Poor zombies. Almost 50 years after George A. Romero's Night of the Living Dead—and after all the zombie movies, zombie TV shows, zombie books, and zombie video games we've been bombarded with—it's hard to think of a monster that's more thoroughly worn out its welcome. It's a rare story that can still make zombies interesting—and while Maggie isn't one of those, it certainly tries.

Set in a near-future where the effects of a "necroambulist virus" have turned the American Midwest into a desaturated dystopia, the film follows Maggie (Abigail Breslin), a dumb teenager who went and got herself infected, and her dad, Sad Arnold (Arnold Schwarzenegger), who shuffles around and spends a lot of time stoically gazing into the distance, being very sad that his daughter is slowly turning into a zombie. For now, Maggie's nice enough, but she keeps getting grosser and more zombie-like; sometime soon, Sad Arnold knows, he's probably going to have to shoot her in the head.

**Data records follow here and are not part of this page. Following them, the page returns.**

Issue #357, opened 2016-08-01
babel-eslint 7.x


hzoo:
### ESLint Compat
- [x] drop node < 4 like ESLint #323
- [ ] #350 just do it now actually since it's a breaking change to change the AST output
  - [ ] Look for other places in https://github.com/babel/babel-eslint/blob/master/babylon-to-espree/toAST.js that we can remove to have a similar AST
- [ ] https://github.com/babel/eslint-plugin-babel drop node 4 as well

### More stable library
- [ ] Less code: lets remove the flow code for unused-vars and just recommend ~~https://github.com/zertosh/eslint-plugin-flow-vars~~  [eslint-plugin-flowtype](https://github.com/gajus/eslint-plugin-flowtype/issues/35). Maybe we can investigate automatically including it (but it would probably involve monkey patching which we don't want) - remove almost everything in https://github.com/babel/babel-eslint/blob/master/index.js#L128-L213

Last year, in Still Alice, Julianne Moore played a rich New Yorker dealing with early-onset Alzheimer's; in charting both that character's disintegration and the reactions of her family, Still Alice ended up playing like a horror movie. Unexpectedly—and kind of thankfully—Maggie is closer to that film than it is to, say, the dull-witted gross-outs of The Walking Dead. With slow pacing, a handheld camera, and a few squirmy bits of body horror, director Henry Hobson is most interested in how emo everybody is about Maggie's terminal disease. Alas, it only works in spurts, and the movie crawls by until it wheezes to an underwhelming conclusion.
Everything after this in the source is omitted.